** Exercise **
Work out how many lines in the records include the word "patternB", then answer with nothing but that number.
*** Opening Records to process ***
PR #3868, opened 2020-08-14
xbutil2 advanced --p2p 

stsoe:
Support p2p validate/enable/disable

### DIFF
--- a/src/runtime_src/core/common/error.h
+++ b/src/runtime_src/core/common/error.h
@@ -58,6 +58,14 @@ public:
   {}
 };
 
+class generic_error : public std::system_error
+{
+public:
+  generic_error(int ec, const std::string& what = "")
+    : std::system_error(ec, std::generic_category(), what)
+  {}
+};
+
 XRT_CORE_COMMON_EXPORT
 void
 send_exception_message(const char* msg, const char* tag="XRT");
--- a/src/runtime_src/core/pcie/windows/shim.cpp
+++ b/src/runtime_src/core/pcie/windows/shim.cpp
@@ -1556,7 +1556,7 @@ xclUnmgdPwrite(xclDeviceHandle handle, unsigned int flags, const void *buf, size
   xrt_core::message::
     send(xrt_core::message::severity_level::XRT_DEBUG, "XRT", "xclUnmgdPwrite()");
   auto shim = get_shim_object(handle);
-  return shim->unmgd_pwrite(flags, buf, count, offset);
+  return shim->unmgd_pwrite(flags, buf, count, offset) ? 0 : 1;
 }
 
 ssize_t
@@ -1565,7 +1565,7 @@ xclUnmgdPread(xclDeviceHandle handle, unsigned int flags, void *buf, size_t coun
   xrt_core::message::
     send(xrt_core::message::severity_level::XRT_DEBUG, "XRT", "xclUnmgdPread()");
   auto shim = get_shim_object(handle);
-  return shim->unmgd_pread(flags, buf, count, offset);
+  return shim->unmgd_pread(flags, buf, count, offset) ? 0 : 1;
 }
 
 size_t xclWriteBO(xclDeviceHandle handle, xclBufferHandle boHandle, const void *src, size_t size, size_t seek)
@@ -1697,8 +1697,15 @@ xclReadTraceData(xclDeviceHandle handle, void* traceBuf, uint32_t traceBufSz,
   return size;
 }
 
-int xclGetSubdevPath(xclDeviceHandle handle,  const char* subdev,
-                        uint32_t idx, char* path, size_t size)
+int
+xclGetSubdevPath(xclDeviceHandle handle,  const char* subdev,
+                 uint32_t idx, char* path, size_t size)
 {
   return 0;
+}
+
+int
+xclP2pEnable(xclDeviceHandle handle, bool enable, bool force)
+{
+  return 1; // -ENOSYS;
 }
--- a/src/runtime_src/core/tools/xbutil2/OO_P2P.cpp
+++ b/src/runtime_src/core/tools/xbutil2/OO_P2P.cpp
@@ -37,6 +37,10 @@ namespace po = boost::program_options;
 #include <iostream>
 #include <cctype>
 
+#ifdef _WIN32
+# pragma warning(disable : 4245)
+#endif
+
 namespace {
 
 enum class action_type { enable, disable, validate };
@@ -45,7 +49,7 @@ action_type
 string2action(std::string str)
 {
   std::transform(str.begin(), str.end(), str.begin(),
-                 [](auto c) { return std::tolower(c); });
+                 [](auto c) { return static_cast<char>(std::tolower(c)); });
 
   if (str == "enable")
     return action_type::enable;
@@ -68,7 +72,7 @@ p2p_config(xrt_core::device* device)
     throw xrt_core::system_error(ENOTSUP, "p2p is not supported");
   }
 }
-  
+
 static void
 p2p_enabled_or_error(xrt_core::device* device)
 {
@@ -146,11 +150,10 @@ chunk(xrt_core::device* device, char* boptr, uint64_t dev_addr, uint64_t size)
   try {
     device->unmgd_pwrite(buf, size, dev_addr);
   }
-  catch (const std::exception& ex) {
+  catch (const std::exception&) {
     std::ostringstream ostr;
-    ostr << "Error (" << strerror (errno) << ") writing 0x"
-         << std::hex << size << " bytes to 0x" << std::hex << dev_addr
-         << std::dec;
+    ostr << "Error writing 0x" << std::hex << size
+         << " bytes to 0x" << dev_addr << std::dec;
     throw xrt_core::system_error(EIO, ostr.str());
   }
   cmp_with_stride(boptr, boptr+size, patternA);
@@ -159,11 +162,10 @@ chunk(xrt_core::device* device, char* boptr, uint64_t dev_addr, uint64_t size)
   try {
     device->unmgd_pread(buf, size, dev_addr);
   }
-  catch (const std::exception& ex) {
+  catch (const std::exception&) {
     std::ostringstream ostr;
-    ostr << "Error (" << strerror (errno) << ") reading 0x"
-         << std::hex << size << " bytes from 0x" << std::hex << dev_addr
-         << std::dec;
+    ostr << "Error reading 0x" << std::hex << size
+         << " bytes from 0x" << dev_addr << std::dec;
     throw xrt_core::system_error(EIO, ostr.str());
   }
   cmp_with_stride(buf, buf+size, patternB);
@@ -305,4 +307,3 @@ OO_P2P::execute(const SubCmdOptions& _options) const
   for (auto& device : XBU::collect_devices(m_device, true))
     p2p(device.get(), string2action(m_action), false);
 }
-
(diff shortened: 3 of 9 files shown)


src/runtime_src/core/tools/xbutil2/OO_P2P.cpp
```diff
@@ -17,12 +17,244 @@
...
+p2p_enabled_or_error(xrt_core::device* device)
+{
+  auto cfg = p2p_config(device);
+
+  long long bar = -1;
+  long long rbar = -1;
+  long long remap = -1;
+  long long exp_bar = -1;
+
+  for (auto& str : cfg) {
```
rozumx, line 86: Looking at the code it is evident that is is iterating over a collection (most likely a vector) of strings, where the string format is <key>:<value>.  

Could you add a comment with example "sample" string that is being parsed to assist the next developer in understanding what is being done.

src/runtime_src/core/tools/xbutil2/OO_P2P.cpp
```diff
@@ -17,12 +17,244 @@
...
+  if (bar == exp_bar)
+    return;
+
+  throw xrt_core::system_error(ENOTSUP,"p2p is not supported");
+}
+
+namespace p2ptest {
+
+static void
+fill_with_stride(char* begin, const char* end, char pattern)
```
rozumx, line 115: Could you change the variable "pattern" to something like "fill_byte" or something like that.  I ask for pattern is misleading and the name suggests it could be more then just a fill_byte.

src/runtime_src/core/tools/xbutil2/OO_P2P.cpp
```diff
@@ -17,12 +17,244 @@
...
+
+static void
+cmp_with_stride(const char* begin, const char* end, char pattern)
+{
+  auto stride = xrt_core::getpagesize();
+  if (std::distance(begin, end) % stride)
+    throw xrt_core::system_error(EINVAL, "Range not an increment of stride: " + std::to_string(stride));
+  for (auto itr = begin; itr != end; itr += stride) {
+    if ((*itr) != pattern) {
+      std::ostringstream ostr;
```
rozumx, line 132: An alternate way to produce this error message could be:
const string errMsg = boost::format("Error in p2p comparison, expected '0x%x' got '0x%x'" % pattern % (*itr)).str();

src/runtime_src/core/tools/xbutil2/OO_P2P.cpp
```diff
@@ -17,12 +17,244 @@
...
+  auto mem = xrt_core::aligned_alloc(xrt_core::getpagesize(), size);
+  auto buf = static_cast<char*>(mem.get());
+
+  fill_with_stride(buf, buf+size, patternA);
+  try {
+    device->unmgd_pwrite(buf, size, dev_addr);
+  }
+  catch (const std::exception&) {
+    std::ostringstream ostr;
+    ostr << "Error writing 0x" << std::hex << size
```
rozumx, line 155: Similar comment as above, consider using boost::format to format the error message.

src/runtime_src/core/tools/xbutil2/OO_P2P.cpp
```diff
@@ -17,12 +17,244 @@
...
+         << " bytes from 0x" << dev_addr << std::dec;
+    throw xrt_core::system_error(EIO, ostr.str());
+  }
+  cmp_with_stride(buf, buf+size, patternB);
+}
+
+static void
+bank(xrt_core::device* device, int memidx, uint64_t addr, uint64_t size)
+{
+  const size_t chunk_size = 16 * 1024 * 1024;
```
rozumx, line 177: Can the magic number "16" be assigned to a `static const size_t `variable, especially since it is used more then once.

src/runtime_src/core/tools/xbutil2/OO_P2P.cpp
```diff
@@ -17,12 +17,244 @@
...
+  auto mt_raw = xrt_core::device_query<xrt_core::query::mem_topology_raw>(device);
+  auto mt = reinterpret_cast<const mem_topology*>(mt_raw.data());
+  if (!mt)
+    throw xrt_core::system_error(EINVAL, "mem_topology is invalid, cannot validate p2p");
+
+  // support memory types
+  // p2p is not supported for DDR on u280
+  auto vbnv = xrt_core::device_query<xrt_core::query::rom_vbnv>(device);
+  std::vector<std::string> supported = { "HBM", "bank" };
+  if (vbnv.find("_U280_") == std::string::npos)
```
rozumx, line 222: So sad....there needs to be a better way, but unfortunately that doesn't look to be the case.

src/runtime_src/core/tools/xbutil2/OO_P2P.cpp
```diff
@@ -17,12 +17,244 @@
...
+    supported.push_back("DDR");
+
+  for (int32_t i = 0; i < mt->m_count; ++i) {
+    if (!mt->m_mem_data[i].m_used)
+      continue;
+
+    auto nm = std::string(reinterpret_cast<const char *>(mt->m_mem_data[i].m_tag));
```
rozumx, line 229: Note: The "tag" strings do not necessarily match that of the m_type.  By chance, can the memory types be used instead of the tag strings.

src/runtime_src/core/tools/xbutil2/OO_P2P.cpp
AShivangi: I have this function as check_p2p_config in XBUtilities

src/runtime_src/core/tools/xbutil2/OO_P2P.cpp
```diff
@@ -17,12 +17,244 @@
...
+    throw xrt_core::system_error(EIO,"Please WARM reboot to enable p2p");
+  if (remap > 0 && remap != bar)
+    throw xrt_core::system_error(EIO,"p2p remapper is not set correctly");
+  if (bar == exp_bar)
+    return;
+
+  throw xrt_core::system_error(ENOTSUP,"p2p is not supported");
+}
+
+namespace p2ptest {
```
AShivangi, line 112: I added p2p test in SubCmdValidate

stsoe: Oh, I didn't know about these., thanks for pointing that out.  Unfortunately they are not exception safe, I am adamant about exceptions everywhere and no return codes.    We will leave as is for now, but clearly we will have to revisit this.  I am  not clear on how to run the p2p tests you added?  They are not part of validate, are they?

src/runtime_src/core/common/error.h
```diff
@@ -58,6 +58,14 @@ class system_error : public std::system_error
   {}
 };
 
+class generic_error : public std::system_error
+{
+public:
+  generic_error(int ec, const std::string& what = "")
```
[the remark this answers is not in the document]
stsoe: The alternative is multiple constructors same as system_error.  I took a shortcut, I believe empty message makes sense sometimes if std::error_codes are used.

src/runtime_src/core/pcie/windows/shim.cpp
```diff
@@ -1556,7 +1556,7 @@ xclUnmgdPwrite(xclDeviceHandle handle, unsigned int flags, const void *buf, size
   xrt_core::message::
     send(xrt_core::message::severity_level::XRT_DEBUG, "XRT", "xclUnmgdPwrite()");
   auto shim = get_shim_object(handle);
-  return shim->unmgd_pwrite(flags, buf, count, offset);
+  return shim->unmgd_pwrite(flags, buf, count, offset) ? 0 : 1;
```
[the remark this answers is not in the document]
stsoe: This function actually does not return number of bytes to write, it is supposed to return 0 on success and appropriate error code on error.  I should have replaced 1 with an error code, but point is I just fixed a bug.

src/runtime_src/core/pcie/windows/shim.cpp
```diff
@@ -1565,7 +1565,7 @@ xclUnmgdPread(xclDeviceHandle handle, unsigned int flags, void *buf, size_t coun
   xrt_core::message::
     send(xrt_core::message::severity_level::XRT_DEBUG, "XRT", "xclUnmgdPread()");
   auto shim = get_shim_object(handle);
-  return shim->unmgd_pread(flags, buf, count, offset);
+  return shim->unmgd_pread(flags, buf, count, offset) ? 0 : 1;
```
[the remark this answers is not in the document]
stsoe: Same answer :-)

src/runtime_src/core/pcie/windows/shim.cpp
```diff
@@ -1697,8 +1697,15 @@ xclReadTraceData(xclDeviceHandle handle, void* traceBuf, uint32_t traceBufSz,
   return size;
 }
 
-int xclGetSubdevPath(xclDeviceHandle handle,  const char* subdev,
-                        uint32_t idx, char* path, size_t size)
+int
+xclGetSubdevPath(xclDeviceHandle handle,  const char* subdev,
+                 uint32_t idx, char* path, size_t size)
 {
   return 0;
```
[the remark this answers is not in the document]
stsoe: Yes, this should be cleaned up.  It's part of our project to get a handle on error handling and error codes

src/runtime_src/core/tools/xbutil2/OO_P2P.cpp
stsoe: Yes, I didn't notice this function in XBUtilities.  However, I want exceptions, so we will have to defer consolidating this.

src/runtime_src/core/tools/xbutil2/OO_P2P.cpp
stsoe: Could point.  I was also not liking pattern.

src/runtime_src/core/tools/xbutil2/OO_P2P.cpp
stsoe: True.  Likely the same under the hood.  I have not used boost::format a lot, but point taken.

src/runtime_src/core/tools/xbutil2/OO_P2P.cpp
stsoe: yeah

src/runtime_src/core/tools/xbutil2/OO_P2P.cpp
stsoe: I think a comment will do explaining what the function does.  I pretty much just copied it and cleaned it up a litte

src/runtime_src/core/tools/xbutil2/OO_P2P.cpp
stsoe: Maybe.  Again, I just copied the code more or less,  Didn't exactly like the strings either.  This should be cleaned up for sure.

src/runtime_src/core/tools/xbutil2/OO_P2P.cpp
AShivangi: Yes, I agree that they should be exception-safe. I don't have a way of running each test manually, though that is a functionality I eventually want to add . p2ptest is a part of validate. I moved the code over from the old xbutil, but since your code is more efficient, we should replace my code with yours. 

If we are going to revisit this later, do you want to add a comment indicating that so that we don't forget later?

stsoe: I don't believe p2p test is part of validate, per the spec I am working off it is part of "advanced --p2p validate" ?

stsoe: I created XRT-694 to track code consolidation

AShivangi: Thanks for creating a task. What spec are you referring to? In legacy xbutil we have p2p as a standalone test as well as as a part of validate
*** Closing Records to process ***
** Your response **
2